Hello, my question is two part:
- Is there a dpylr/tidyverse function that is the equivalent of the opposite of
distinct()
? ie shows are rows that are not unique. - How do you pass many variables(column names) to distinct or add_count without inputting each one?
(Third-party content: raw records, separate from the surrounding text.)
PR #421, opened 2025-11-04
Send Email Notification on Chatbot Answer Change

### LINKED ISSUE #305: Option to Email Notify students who asked this chatbot question when modifying answer
Under the Edit Chatbot Question modal, it would be cool if there were an option that would pop up after modifying an answer that allows the professor to automatically email everyone who asked that question of the updated answer!

Also maybe don't actually do a popup modal, since I could imagine those might accidentally be closed off since the user probably wouldn't be expecting it. It would probably be better to have a disabled checkbox nested underneath the 'answer' field saying "Email notify student(s) of updated answer?" that becomes enabled when the prof makes edits to the 'answer' field.

Image

ribhavsharma:
# Description

Added a checkbox in the edit chatbot answer modal, that lets the professor send out notifications to relevant students when a chatbot answer is changed. 

Closes #305 

## Type of change

# How Has This Been Tested?

Tested locally, the correct email shows up in the "sent emails" log file.

# Checklist:

### DIFF
--- a/packages/server/test/question.integration.ts
+++ b/packages/server/test/question.integration.ts
@@ -29,7 +29,6 @@ import {
   modifyMockNotifs,
   setupIntegrationTest,
 } from './util/testUtils';
-import { forEach } from 'lodash';
 import { QuestionTypeModel } from 'questionType/question-type.entity';
 import { StudentTaskProgressModel } from 'studentTaskProgress/studentTaskProgress.entity';
 
@@ -202,7 +201,7 @@ describe('Question Integration', () => {
 
       const questionTypes = [];
 
-      forEach(QuestionTypes, async (questionType) => {
+      for (const questionType of QuestionTypes) {
         await QuestionTypeFactory.create({
           name: questionType.name,
           color: questionType.color,
@@ -217,7 +216,7 @@ describe('Question Integration', () => {
           queueId: queue.id,
         };
         questionTypes.push(sendQuestionTypes);
-      });
+      }
 
       await TACourseFactory.create({ user, courseId: queue.courseId });
       expect(await QuestionModel.count({ where: { queueId: 1 } })).toEqual(0);
@@ -225,14 +224,7 @@ describe('Question Integration', () => {
       expect(response.status).toBe(403);
     });
     it('post question fails with non-existent queue', async () => {
-      const course = await CourseFactory.create();
       const user = await UserFactory.create();
-      const ta = await TACourseFactory.create({
-        course: course,
-        user: await UserFactory.create(),
-      });
-      // wait 0.25s to help deadlock issue?
-      await new Promise((resolve) => setTimeout(resolve, 250));
       await supertest({ userId: user.id })
         .post('/questions/999')
         .send({
@@ -266,14 +258,14 @@ describe('Question Integration', () => {
         course: course2,
       });
       const questionTypes = [];
-      forEach(QuestionTypes, async (questionType) => {
+      for (const questionType of QuestionTypes) {
         const currentQuestionType = await QuestionTypeFactory.create({
           name: questionType.name,
           color: questionType.color,
           cid: course2.id,
         });
         questionTypes.push(currentQuestionType);
-      });
+      }
 
       const response = await postQuestion(user, queueImNotIn, questionTypes);
       expect(response.status).toBe(404);
@@ -288,14 +280,14 @@ describe('Question Integration', () => {
         isDisabled: true,
       });
       const questionTypes = [];
-      forEach(QuestionTypes, async (questionType) => {
+      for (const questionType of QuestionTypes) {
         const currentQuestionType = await QuestionTypeFactory.create({
           name: questionType.name,
           color: questionType.color,
           cid: course.id,
         });
         questionTypes.push(currentQuestionType);
-      });
+      }
 
       const user = await UserFactory.create();
       await StudentCourseFactory.create({ user, courseId: queue.courseId });
@@ -370,14 +362,14 @@ describe('Question Integration', () => {
       });
 
       const questionTypes = [];
-      forEach(QuestionTypes, async (questionType) => {
+      for (const questionType of QuestionTypes) {
         const currentQuestionType = await QuestionTypeFactory.create({
           name: questionType.name,
           color: questionType.color,
           cid: course.id,
         });
         questionTypes.push(currentQuestionType);
-      });
+      }
 
       const response = await postQuestion(user, queue2, questionTypes);
 
@@ -710,14 +702,14 @@ describe('Question Integration', () => {
         status: OpenQuestionStatus.Drafting,
       });
       const questionTypes = [];
-      forEach(QuestionTypes, async (questionType) => {
+      for (const questionType of QuestionTypes) {
         const currentQuestionType = await QuestionTypeFactory.create({
           name: questionType.name,
           color: questionType.color,
           cid: course2.id,
         });
         questionTypes.push(currentQuestionType);
-      });
+      }
 
       const response = await postQuestion(user, queue2, questionTypes);
       expect(response.status).toBe(201);
@@ -751,14 +743,14 @@ describe('Question Integration', () => {
         status: OpenQuestionStatus.Drafting,
       });
       const questionTypes = [];
-      forEach(QuestionTypes, async (questionType) => {
+      for (const questionType of QuestionTypes) {
         const currentQuestionType = await QuestionTypeFactory.create({
           name: questionType.name,
           color: questionType.color,
           cid: queue.courseId,
         });
         questionTypes.push(currentQuestionType);
-      });
+      }
 
       const response = await postQuestion(user, queue, questionTypes);
       expect(response.status).toBe(201);
@@ -792,14 +784,14 @@ describe('Question Integration', () => {
         courseId: queue.courseId,
       });
       const questionTypes = [];
-      forEach(QuestionTypes, async (questionType) => {
+      for (const questionType of QuestionTypes) {
         const currentQuestionType = await QuestionTypeFactory.create({
           name: questionType.name,
           color: questionType.color,
           cid: queue.courseId,
         });
         questionTypes.push(currentQuestionType);
-      });
+      }
 
       const response = await postQuestion(user, queue, questionTypes);
       expect(response.status).toBe(201);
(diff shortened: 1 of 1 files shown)


packages/frontend/app/(dashboard)/course/[cid]/(settings)/settings/chatbot_questions/components/EditChatbotQuestionModal.tsx
```diff
@@ -158,8 +174,33 @@ const EditChatbotQuestionModal: React.FC<EditChatbotQuestionModalProps> = ({
 
     await API.chatbot.staffOnly
       .updateQuestion(cid, valuesWithId)
-      .then(() => {
+      .then(async () => {
         message.success('Question updated successfully')
+        const notify = (values as any).emailNotifyOnAnswerUpdate
+        if (notify) {
```
Comment (AdamFipke) [inline packages/frontend/app/(dashboard)/course/[cid]/(settings)/settings/chatbot_questions/components/EditChatbotQuestionModal.tsx]:
```suggestion
        if (values.emailNotifyOnAnswerUpdate) {
```

Also, why not add `emailNotifyOnAnswerUpdate` to the FormValues type?

packages/common/index.ts
```diff
@@ -484,6 +485,10 @@ export interface UpdateChatbotQuestionParams {
     docId: string
     pageNumbersString: string
   }[]
+  // Frontend-only flag to request notification emails after an update.
+  // Server must validate the answer actually changed and will strip this before
+  // forwarding to the external chatbot service.
+  emailNotifyOnAnswerUpdate?: boolean
```
AdamFipke: Okay I read through the code now. I don't think this attribute is necessary and anything around it should be reverted.

The strategy is to add `emailNotifyOnAnswerUpdate` to `FormValues`. 

Then, for these lines of code:
```ts
const valuesWithId = {
      ...values,
      id: editingRecord.vectorStoreId,
      sourceDocuments: values.sourceDocuments || [],
    }
```

just add the following line:

```
const valuesWithId = {
      ...values,
      emailNotifyOnAnswerUpdate: undefined,
      id: editingRecord.vectorStoreId,
      sourceDocuments: values.sourceDocuments || [],
    }
```

This will make sure `emailNotifyOnAnswerUpdate` will not be sent to the backend and will not give you any typescript errors

packages/server/src/chatbot/chatbot.controller.ts
```diff
@@ -378,6 +384,103 @@ export class ChatbotController {
...
+          </tr>
+          <tr>
+            <td style="font-weight:bold;">Answer (after)</td>
+            <td>${newAnswer}</td>
+          </tr>
+        </table>
+        <br/>
+        <p>You can revisit the course chatbot from your course page.</p>
+      </div>
+    `;
```
AdamFipke: Most of the body of this endpoint should be moved into its own method inside `chatbot.service.ts` since controllers are technically supposed to just handle like error checking and then calling the right services, and thus are supposed to be pretty slim.

packages/server/src/chatbot/chatbot.controller.ts
```diff
@@ -378,6 +384,103 @@ export class ChatbotController {
...
   // resets all chatbot data for the course. Unused
+
+  // Professor-only: send notification email to all students who asked this question
+  // Body must include oldAnswer and newAnswer, and can optionally include question changes for context
+  @Post('question/:courseId/:questionId/notify')
+  @UseGuards(CourseRolesGuard)
+  @Roles(Role.PROFESSOR)
+  async notifyUpdatedAnswer(
+    @Param('courseId', ParseIntPipe) courseId: number,
+    @Param('questionId') questionId: string,
```
AdamFipke:
```suggestion
  @Post('question/:courseId/:vectorStoreId/notify')
  @UseGuards(CourseRolesGuard)
  @Roles(Role.PROFESSOR)
  async notifyUpdatedAnswer(
    @Param('courseId', ParseIntPipe) courseId: number,
    @Param('vectorStoreId') vectorStoreId: string,
```

Since chatbot questions are stored in two different databases (one in helpme DB, one in the chatbot vectorstore DB. And no it wasn't my decision), it's important to use consistent naming.

In this instance, `questionId` is referring to the vectorStoreId so it should probably be updated

packages/server/src/chatbot/chatbot.controller.ts
```diff
@@ -378,6 +384,103 @@ export class ChatbotController {
...
+    // Enforce: only allow notify when answer changed
+    if ((oldAnswer ?? '').trim() === (newAnswer ?? '').trim()) {
+      throw new BadRequestException(
+        'Cannot send notification: answer was not changed.',
+      );
+    }
+
+    // Find all interactions in this course where this question was asked
+    const asked = await ChatbotQuestionModel.find({
+      where: { vectorStoreId: questionId },
```
AdamFipke:
```suggestion
      where: { 
        vectorStoreId: questionId
        course: {
          id: courseId 
      },
```

Saves needing to filter it later.

packages/frontend/app/(dashboard)/course/[cid]/(settings)/settings/chatbot_questions/components/EditChatbotQuestionModal.tsx
```diff
@@ -158,8 +174,33 @@ const EditChatbotQuestionModal: React.FC<EditChatbotQuestionModalProps> = ({
...
+              {
+                oldAnswer: editingRecord.answer,
+                newAnswer: values.answer,
+                oldQuestion: editingRecord.question,
+                newQuestion: values.question,
+              },
+            )
+            if (resp?.recipients != undefined) {
+              message.success(
+                `Notification email sent to ${resp.recipients} student${
```
Comment (AdamFipke) [inline packages/frontend/app/(dashboard)/course/[cid]/(settings)/settings/chatbot_questions/components/EditChatbotQuestionModal.tsx]:
```suggestion
                `Notification email sent to ${resp.recipients} user${
```

Now, interesting thing is this will also notify any TAs or Professors who have asked the question as well. Though, I could see that as still being useful (like if the prof was testing if it's working), so just the message needs to be updated

packages/server/src/chatbot/chatbot.controller.ts
```diff
@@ -378,6 +384,103 @@ export class ChatbotController {
...
+         <tr><td style="font-weight:bold;">Question (after)</td><td colspan="2">${
+           newQuestion ?? ''
+         }</td></tr>`
+      : `<tr><td style="font-weight:bold;">Question</td><td colspan="2">${
+          oldQuestion ?? newQuestion ?? ''
+        }</td></tr>`;
+
+    const html = `
+      <div>
+        <p>The answer to a chatbot question you asked has been updated.</p>
```
AdamFipke: Oh right, it might be good to include the course name here too!

packages/server/src/chatbot/chatbot.controller.ts
```diff
@@ -378,6 +384,103 @@ export class ChatbotController {
...
+            <td style="font-weight:bold;">Answer (after)</td>
+            <td>${newAnswer}</td>
+          </tr>
+        </table>
+        <br/>
+        <p>You can revisit the course chatbot from your course page.</p>
+      </div>
+    `;
+
+    await this.mailService
```
AdamFipke: One thought is to also make this into a mail subscription (that way, users have the option to opt-out of these emails). Though, unlike other emails, this case is more explicit where the staff member is explicitly saying "hey, please send these emails" compared to "do this other action where I'm unaware that this would send emails."

Idk if you have any opinions with this @bhunt02 

If we do decide to make it respect mail subscriptions, I think it could also be cool to mention in the response how many recipients there are total and how many were unsubscribed to this mail service (e.g. "5 users notified total (3 were unsubscribed from these notifications)").

Though, personally I think I'm leaning towards leaving it as it is (no subscriptions).

packages/frontend/app/(dashboard)/course/[cid]/(settings)/settings/chatbot_questions/components/EditChatbotQuestionModal.tsx
```diff
@@ -256,6 +298,25 @@ const EditChatbotQuestionModal: React.FC<EditChatbotQuestionModalProps> = ({
       >
         <Input.TextArea autoSize={{ minRows: 1, maxRows: 8 }} />
       </Form.Item>
+      <Form.Item
+        label="Email notify student(s) of updated answer?"
```
Comment (AdamFipke) [inline packages/frontend/app/(dashboard)/course/[cid]/(settings)/settings/chatbot_questions/components/EditChatbotQuestionModal.tsx]: Image

Small thing, but I wanna try to "tuck" this form element under the "Answer" field a bit more. I tried playing around but couldn't come up with anything better really so honestly this is fine.

I did reduce the bottom margin of the answer field, and I think that might've helped a bit.
Image

AdamFipke (changes requested):
see comments

AdamFipke:
Oh right, and maybe adding a handful of integration or service tests for this would be a pretty good idea!

packages/server/src/chatbot/chatbot.controller.ts
```diff
@@ -378,6 +384,103 @@ export class ChatbotController {
...
+      .sendEmail({
+        receiverOrReceivers: recipients,
```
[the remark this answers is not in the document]
AdamFipke: Resolved, just leaving unresolved so that this is found easier later.

packages/server/src/chatbot/chatbot.controller.spec.ts
```diff
@@ -0,0 +1,122 @@
+import { Test, TestingModule } from '@nestjs/testing';
+import { ChatbotController } from './chatbot.controller';
+import { ChatbotService } from './chatbot.service';
+import { ChatbotApiService } from './chatbot-api.service';
+import { MailService } from 'mail/mail.service';
+import { ChatbotQuestionModel } from './question.entity';
+import { BadRequestException } from '@nestjs/common';
+import { NotifyUpdatedChatbotAnswerParams, Role } from '@koh/common';
+
+describe('ChatbotController - notifyUpdatedAnswer', () => {
```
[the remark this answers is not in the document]
AdamFipke: > I think chatbot.service.ts does a lot of jobs already... should the FX for notifying not be delegated to a corresponding proviser?

Hmm maybe. Are you thinking a small-scoped provider (e.g. `chatbot-email-notification.service.ts`) or larger provider (e.g. `notification-email.service.ts`)?


Though I don't see us adding many more email notifications to do with the chatbot. And a larger one wouldn't make much sense imo since then it's a big random service file that gets imported to a bunch of other files for only 1 function.

If we're concerned about the size of chatbot.service.ts, it woudl probably make more sense to refactor out the ChatbotOrganizationSettings (or just ChatbotSettings) stuff  into its own service.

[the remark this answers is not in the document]
bhunt02: No what I mean is single responsibility principle. Notifications should be handled by one provider, not many

All the chatbot stuff falls under the purview of the chatbot provider

packages/frontend/app/api/index.ts
```diff
@@ -395,6 +395,26 @@ export class APIClient {
...
         this.req('DELETE', `/api/v1/chatbot/document/${courseId}/${docId}`),
+      notifyAnswerUpdate: async (
+        courseId: number,
+        vectorStoreId: string,
+        body: {
+          oldAnswer: string
+          newAnswer: string
+          oldQuestion?: string
+          newQuestion?: string
+        },
```
AdamFipke: Replace with NotifyUpdatedChatbotAnswerParams that you've created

I'm think you probably need some combination of
!!
,enquo()
andvars()
but I could not figure it out.
Example:
df <- dplyr::tribble(~t, ~u, ~v, ~w, ~x, ~y, ~z,
1, "a", 'a', 'b', 4, 'c', NA,
1, "a", 'a', 'b', 4, 'c', 5,
2, "a", 'a', 'b', 4, 'c', 5,
3, "b", 'b', 'b', 8, 'c', 9,
3, "a", 'b', 'b', 10, 'c', 25,
4, "c", 'a', 'b', 4, 'c', 5,
4, "c", 'a', 'b', 4, 'c', NA)
## want a tibble with duplicates removed, but don't use last column in
## identifying duplicates
df %>% distinct(t, u, v, w, x, y, .keep_all = T)
# A tibble: 5 x 7
# t u v w x y z
# <dbl> <chr> <chr> <chr> <dbl> <chr> <dbl>
# 1 1 a a b 4 c NA
# 2 2 a a b 4 c 5
# 3 3 b b b 8 c 9
# 4 3 a b b 10 c 25
# 5 4 c a b 4 c 5
## want to look at all duplicates, again excluding last column from finding
## duplicates
df %>% add_count(t, u, v, w, x, y) %>% filter(n > 1)
# A tibble: 4 x 8
# t u v w x y z n
# <dbl> <chr> <chr> <chr> <dbl> <chr> <dbl> <int>
# 1 1 a a b 4 c NA 2
# 2 1 a a b 4 c 5 2
# 3 4 c a b 4 c 5 2
# 4 4 c a b 4 c NA 2
This is my first post. I have tried to follow all the guidelines but am happy for feedback/correction.